I was looking into getting a Kyosho Mini-Z, but I called Hobbytown USA to place an order and the guy said he doesn't carry them anymore due to the numerous problems. He said he sold 10 and 9 were returned. Has anyone had any problem with them?

Also, what are some good mini's? I'm looking for a RTR *on-road* car. I really liked the look of Mini-Z's, so realistic exotic car bodies are a plus!

Is the HPI Micro RS4 1/18th any good?

PLEASE help!
Thanks. :wave:
Steve


----------



## k1m (Sep 25, 2001)

Steve: I doubt you'll get much encouragement on behalf of the micro rs4 here. There are a ton of hopups avaliable, and if you invest enough in one you can be competitive. The mini-z does offer some fine detailing in their bodies, and if you're limited in space to run, a smaller scale like them or X-mod, etc might be fun. But if you're looking for 1/18 scale racing competition, you can not go wrong with a BRP SC18. They are fast, top of the line R/C's with full parts and online support. Bud doesn't sell a RTR version, but they are easy to build and setup. If you HAVE to have a RTR, I'm sure we can find you one. Have fun.


----------



## Porsche911GT3 (Aug 10, 2003)

k1m said:


> Steve: I doubt you'll get much encouragement on behalf of the micro rs4 here. There are a ton of hopups avaliable, and if you invest enough in one you can be competitive. The mini-z does offer some fine detailing in their bodies, and if you're limited in space to run, a smaller scale like them or X-mod, etc might be fun. But if you're looking for 1/18 scale racing competition, you can not go wrong with a BRP SC18. They are fast, top of the line R/C's with full parts and online support. Bud doesn't sell a RTR version, but they are easy to build and setup. If you HAVE to have a RTR, I'm sure we can find you one. Have fun.

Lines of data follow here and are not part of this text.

PR #4204, opened 2025-02-19
[CALCITE-6846] Support basic dphyp join reorder algorithm

silundong:
The main enumeration process of dphyp has been implemented. There are two new rules, one for converting Joins into a HyperGraph and the other for triggering the dphyp algorithm. More details could see:https://issues.apache.org/jira/browse/CALCITE-6846

### DIFF
--- a/core/src/main/java/org/apache/calcite/rel/rules/CoreRules.java
+++ b/core/src/main/java/org/apache/calcite/rel/rules/CoreRules.java
@@ -16,6 +16,7 @@
  */
 package org.apache.calcite.rel.rules;
 
+import org.apache.calcite.linq4j.function.Experimental;
 import org.apache.calcite.rel.RelNode;
 import org.apache.calcite.rel.core.Aggregate;
 import org.apache.calcite.rel.core.Calc;
@@ -816,4 +817,17 @@ public class CoreRules {
       WINDOW_REDUCE_EXPRESSIONS =
       ReduceExpressionsRule.WindowReduceExpressionsRule.WindowReduceExpressionsRuleConfig
           .DEFAULT.toRule();
+
+  /** Rule that flattens a tree of {@link LogicalJoin}s
+   * into a single {@link HyperGraph} with N inputs. */
+  @Experimental
+  public static final JoinToHyperGraphRule JOIN_TO_HYPER_GRAPH =
+      JoinToHyperGraphRule.Config.DEFAULT.toRule();
+
+  /** Rule that re-orders a {@link Join} tree using dphyp algorithm.
+   *
+   * @see #JOIN_TO_HYPER_GRAPH */
+  @Experimental
+  public static final DphypJoinReorderRule HYPER_GRAPH_OPTIMIZE =
+      DphypJoinReorderRule.Config.DEFAULT.toRule();
 }
--- a/core/src/main/java/org/apache/calcite/rel/rules/DpHyp.java
+++ b/core/src/main/java/org/apache/calcite/rel/rules/DpHyp.java
@@ -1,0 +1,226 @@
+/*
+ * Licensed to the Apache Software Foundation (ASF) under one or more
+ * contributor license agreements.  See the NOTICE file distributed with
+ * this work for additional information regarding copyright ownership.
+ * The ASF licenses this file to you under the Apache License, Version 2.0
+ * (the "License"); you may not use this file except in compliance with
+ * the License.  You may obtain a copy of the License at
+ *
+ * http://www.apache.org/licenses/LICENSE-2.0
+ *
+ * Unless required by applicable law or agreed to in writing, software
+ * distributed under the License is distributed on an "AS IS" BASIS,
+ * WITHOUT WARRANTIES OR CONDITIONS OF ANY KIND, either express or implied.
+ * See the License for the specific language governing permissions and
+ * limitations under the License.
+ */
+package org.apache.calcite.rel.rules;
+
+import org.apache.calcite.linq4j.function.Experimental;
+import org.apache.calcite.plan.RelOptCost;
+import org.apache.calcite.rel.RelNode;
+import org.apache.calcite.rel.core.JoinRelType;
+import org.apache.calcite.rel.metadata.RelMetadataQuery;
+import org.apache.calcite.rex.RexNode;
+import org.apache.calcite.tools.RelBuilder;
+
+import org.checkerframework.checker.nullness.qual.Nullable;
+
+import java.util.HashMap;
+import java.util.List;
+
+/**
+ * The core process of dphyp enumeration algorithm.
+ */
+@Experimental
+public class DpHyp {
+
+  private final HyperGraph hyperGraph;
+
+  private final HashMap<Long, RelNode> dpTable;
+
+  private final RelBuilder builder;
+
+  private final RelMetadataQuery mq;
+
+  public DpHyp(HyperGraph hyperGraph, RelBuilder builder, RelMetadataQuery relMetadataQuery) {
+    this.hyperGraph =
+        hyperGraph.copy(
+            hyperGraph.getTraitSet(),
+            hyperGraph.getInputs());
+    this.dpTable = new HashMap<>();
+    this.builder = builder;
+    this.mq = relMetadataQuery;
+    // make all field name unique and convert the
+    // HyperEdge condition from RexInputRef to RexInputFieldName
+    this.hyperGraph.convertHyperEdgeCond(builder);
+  }
+
+  /**
+   * The entry function of the algorithm. We use a bitmap to represent a leaf node,
+   * which indicates the position of the corresponding leaf node in {@link HyperGraph}.
+   *
+   * <p>After the enumeration is completed, the best join order will be stored
+   * in the {@link DpHyp#dpTable}.
+   */
+  public void startEnumerateJoin() {
+    int size = hyperGraph.getInputs().size();
+    for (int i = 0; i < size; i++) {
+      long singleNode = LongBitmap.newBitmap(i);
+      dpTable.put(singleNode, hyperGraph.getInput(i));
+      hyperGraph.initEdgeBitMap(singleNode);
+    }
+
+    // start enumerating from the second to last
+    for (int i = size - 2; i >= 0; i--) {
+      long csg = LongBitmap.newBitmap(i);
+      long forbidden = csg - 1;
+      emitCsg(csg);
+      enumerateCsgRec(csg, forbidden);
+    }
+  }
+
+  /**
+   * Given a connected subgraph (csg), enumerate all possible complements subgraph (cmp)
+   * that do not include anything from the exclusion subset.
+   *
+   * <p>Corresponding to EmitCsg in origin paper.
+   */
+  private void emitCsg(long csg) {
+    long forbidden = csg | LongBitmap.getBvBitmap(csg);
+    long neighbors = hyperGraph.getNeighborBitmap(csg, forbidden);
+
+    LongBitmap.ReverseIterator reverseIterator = new LongBitmap.ReverseIterator(neighbors);
+    for (long cmp : reverseIterator) {
+      List<HyperEdge> edges = hyperGraph.connectCsgCmp(csg, cmp);
+      if (!edges.isEmpty()) {
+        emitCsgCmp(csg, cmp, edges);
+      }
+      // forbidden the nodes that smaller than current cmp when extend cmp, e.g.
+      // neighbors = {t1, t2}, t1 and t2 are connected.
+      // when extented t2, we will get (t1, t2)
+      // when extented t1, we will get (t1, t2) repeated
+      long newForbidden =
+              (cmp | LongBitmap.getBvBitmap(cmp)) & neighbors;
+      newForbidden = newForbidden | forbidden;
+      enumerateCmpRec(csg, cmp, newForbidden);
+    }
+  }
+
+  /**
+   * Given a connected subgraph (csg), expands it recursively by its neighbors.
+   * If the expanded csg is connected, try to enumerate its cmp (note that for complex hyperedge,
+   * we only select a single representative node to add to the neighbors, so csg and subNeighbor
+   * are not necessarily connected. However, it still needs to be expanded to prevent missing
+   * complex hyperedge). This method is called after the enumeration of csg is completed,
+   * that is, after {@link DpHyp#emitCsg(long csg)}.
+   *
+   * <p>Corresponding to EnumerateCsgRec in origin paper.
+   */
+  private void enumerateCsgRec(long csg, long forbidden) {
+    long neighbors = hyperGraph.getNeighborBitmap(csg, forbidden);
+    LongBitmap.SubsetIterator subsetIterator = new LongBitmap.SubsetIterator(neighbors);
+    for (long subNeighbor : subsetIterator) {
+      hyperGraph.updateEdgesForUnion(csg, subNeighbor);
+      long newCsg = csg | subNeighbor;
+      if (dpTable.containsKey(newCsg)) {
+        emitCsg(newCsg);
+      }
+    }
+    long newForbidden = forbidden | neighbors;
+    subsetIterator.reset();
+    for (long subNeighbor : subsetIterator) {
+      long newCsg = csg | subNeighbor;
+      enumerateCsgRec(newCsg, newForbidden);
+    }
+  }
+
+  /**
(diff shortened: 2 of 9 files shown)


mihaibudiu:
Is this ready for review?
If not, please mark as draft.

NobiGo:
Some parameters might need to be checked whether they are NULL or undergo active type conversion.

silundong:
> Some parameters might need to be checked whether they are NULL or undergo active type conversion.

Thank you, I will update it.

core/src/main/java/org/apache/calcite/rel/rules/CoreRules.java
```diff
@@ -816,4 +816,14 @@ private CoreRules() {}
       WINDOW_REDUCE_EXPRESSIONS =
       ReduceExpressionsRule.WindowReduceExpressionsRule.WindowReduceExpressionsRuleConfig
           .DEFAULT.toRule();
+  /** Rule that flattens a tree of {@link LogicalJoin}s
```
rubenada, line 819: nit: for consistency, could you please keep an empty between the new rule and the previous one?

core/src/main/java/org/apache/calcite/rel/rules/DphypJoinReorderRule.java
```diff
@@ -0,0 +1,86 @@
...
+    // make all field name unique and convert the
+    // HyperEdge condition from RexInputRef to RexInputFieldName
+    hyperGraph.convertHyperEdgeCond();
+
+    // enumerate by Dphyp
+    DpHyp dpHyp = new DpHyp(hyperGraph, relBuilder, call.getMetadataQuery());
+    dpHyp.startEnumerateJoin();
+    RelNode orderedJoin = dpHyp.getBestPlan();
+    if (orderedJoin == null) {
+      return;
```
rubenada, line 56: If we get here, it means something went wrong, doesn't it?
IIANM this would lead to a CannotPlanException (if we cannot decompose the HyperGraph into Joins, the we'll keep the HyperGraph which is a "not implementable" operator). In that case, maybe it would be a good idea to throw an exception (to fail early and with a clearer message) instead of simply returning (and failing later with a more generic and "cryptic" exception)

rubenada:
This is a great contribution @silundong.
Just out of curiosity, have you tested locally what happens if you add the new HyperGraph rules into the "default rules" (e.g. RelOptRules#BASE_RULES, or Programs#RULE_SET) and execute Calcite tests? Do you get any any suspicious error (except for the expected plan changes regarding Join-ordering that the new rules may generate)?

core/src/main/java/org/apache/calcite/rel/rules/DpHyp.java
```diff
@@ -0,0 +1,179 @@
...
+  public @Nullable RelNode getBestPlan() {
+    int size = hyperGraph.getInputs().size();
+    long wholeGraph = LongBitmap.newBitmapBetween(0, size);
+    return dpTable.get(wholeGraph);
+  }
+
+  private RelNode chooseBetterPlan(RelNode plan1, RelNode plan2) {
+    RelOptCost cost1 = mq.getCumulativeCost(plan1);
+    RelOptCost cost2 = mq.getCumulativeCost(plan2);
+    if (cost1 == null || cost2 == null) {
```
rubenada, line 172: if we have one null cost and one non-null cost, shouldn't we return the non-null one?

core/src/test/java/org/apache/calcite/test/RelOptRulesTest.java
```diff
@@ -9546,4 +9546,21 @@ private void checkJoinAssociateRuleWithTopAlwaysTrueCondition(boolean allowAlway
         .withRule(CoreRules.MULTI_JOIN_OPTIMIZE)
         .check();
   }
+
+  @Test void testDphypJoinReorder() {
```
rubenada, line 9550: I'd be nice to have a few more tests with more variety of scenarios.

core/src/main/java/org/apache/calcite/rel/rules/CoreRules.java
silundong: Sure, I will update it.

core/src/test/java/org/apache/calcite/test/RelOptRulesTest.java
silundong: Sure, I will update it.

core/src/main/java/org/apache/calcite/rel/rules/DpHyp.java
silundong: I will update it.

core/src/main/java/org/apache/calcite/rel/rules/DphypJoinReorderRule.java
silundong: My original intention is that when the query is too complex, even dphyp can be very time-consuming. So, if the execution of `dpHyp.startEnumerateJoin` exceeds a certain time limit, the enumeration process should be forcibly terminated. In this case, the dp table may not have results yet. After returning null, the hypergraph simplification algorithm might be executed.
Alternatively, the rules related to dphyp could be integrated into a single method, with the original Join tree as the input parameter. If the optimization times out, the original Join tree is returned, and other Join reorder algorithms can be called subsequently.
Do you have any suggestions for this? I will update it accordingly.

core/src/main/java/org/apache/calcite/rel/rules/CoreRules.java
silundong: Sure, I will update it.

silundong:
> This is a great contribution @silundong. Just out of curiosity, have you tested locally what happens if you add the new HyperGraph rules into the "default rules" (e.g. RelOptRules#BASE_RULES, or Programs#RULE_SET) and execute Calcite tests? Do you get any any suspicious error (except for the expected plan changes regarding Join-ordering that the new rules may generate)?

Thank you very much for your recognition. I did not add it to the "default rules" (e.g. RelOptRules#BASE_RULES, or Programs#RULE_SET). However, in other projects, I have integrated the Calcite parsing and optimization module and added HyperGraph rules. It has worked without exceptions under TPC-DS.

rubenada:
Thanks for addressing my initial comments @silundong , I'll take another look in the coming days.

silundong:
@rubenada Thank you very much for your review!

core/src/main/java/org/apache/calcite/rel/rules/DpHyp.java
```diff
@@ -0,0 +1,181 @@
...
+
+import java.util.HashMap;
+import java.util.List;
+
+/**
+ * The core process of dphyp enumeration algorithm.
+ */
+public class DpHyp {
+
+  private HyperGraph hyperGraph;
```
rubenada, line 36: If the fields in the class (or any new class) can be final, please declare them as final.

core/src/main/java/org/apache/calcite/rel/rules/DpHyp.java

Thanks for the reply K1m! I was looking into other 1/28th scale cars because my brother and I each got an Xmod for Christmas. In fact, we got 3 b/c of a buy one get one free deal. Anyway, they all broke after 2 days of running them maybe an hour a piece. Two of them had no mods at all. The main problem was the plastic cup joints on the axles that kept breaking.

So I was hoping to find something quality made(b/c the Xmods were a BLAST!). And yes, I was VERY impressed with the Mini-Z bodies! My main question is just, have there been many problems with Mini-Z's breaking? This guy made them sound horrible.


----------



## RAFster (May 29, 2002)

The bodies can break and do if you hit things. The Mini Z has several different chassis designs and they are good cars. They aren't junk.
I think much higher of the MiniZ than the HPI RS4 Micro. 
Tom Thumb Raceway here in Columbus, OH races them regularly. 
The nice thing about the MiniZ is many of the 28th scale bodies can be fitted to
the cars.
I can provide a phone number for Tom Thumb if you'd like. Talk with Mike about them.
Mike races with them as well and is pretty straight forward on questions I have found.
Isn't there a website Mini Z World or something like that? 

David
RAFster


----------



## oldnewbie (Feb 10, 2004)

i have a duratrax micro street force for sale, RTR , used 3 times, 55$, shipping included...has a novak mini rx in it, battery, charger, radio, etc

[email protected]


----------



## RAFster (May 29, 2002)

From appearances the duratrax micro street force is a knock off of the HPI Micro.


----------



## Porsche911GT3 (Aug 10, 2003)

RAFster said:


> The bodies can break and do if you hit things. The Mini Z has several different chassis designs and they are good cars. They aren't junk.
> I think much higher of the MiniZ than the HPI RS4 Micro.
> Tom Thumb Raceway here in Columbus, OH races them regularly.
> The nice thing about the MiniZ is many of the 28th scale bodies can be fitted to
> ...


Ok, thanks. So besides the bodies breaking, the chassis is pretty good? I'll be racing on a tennis court, so I'm not worried about hitting things.


----------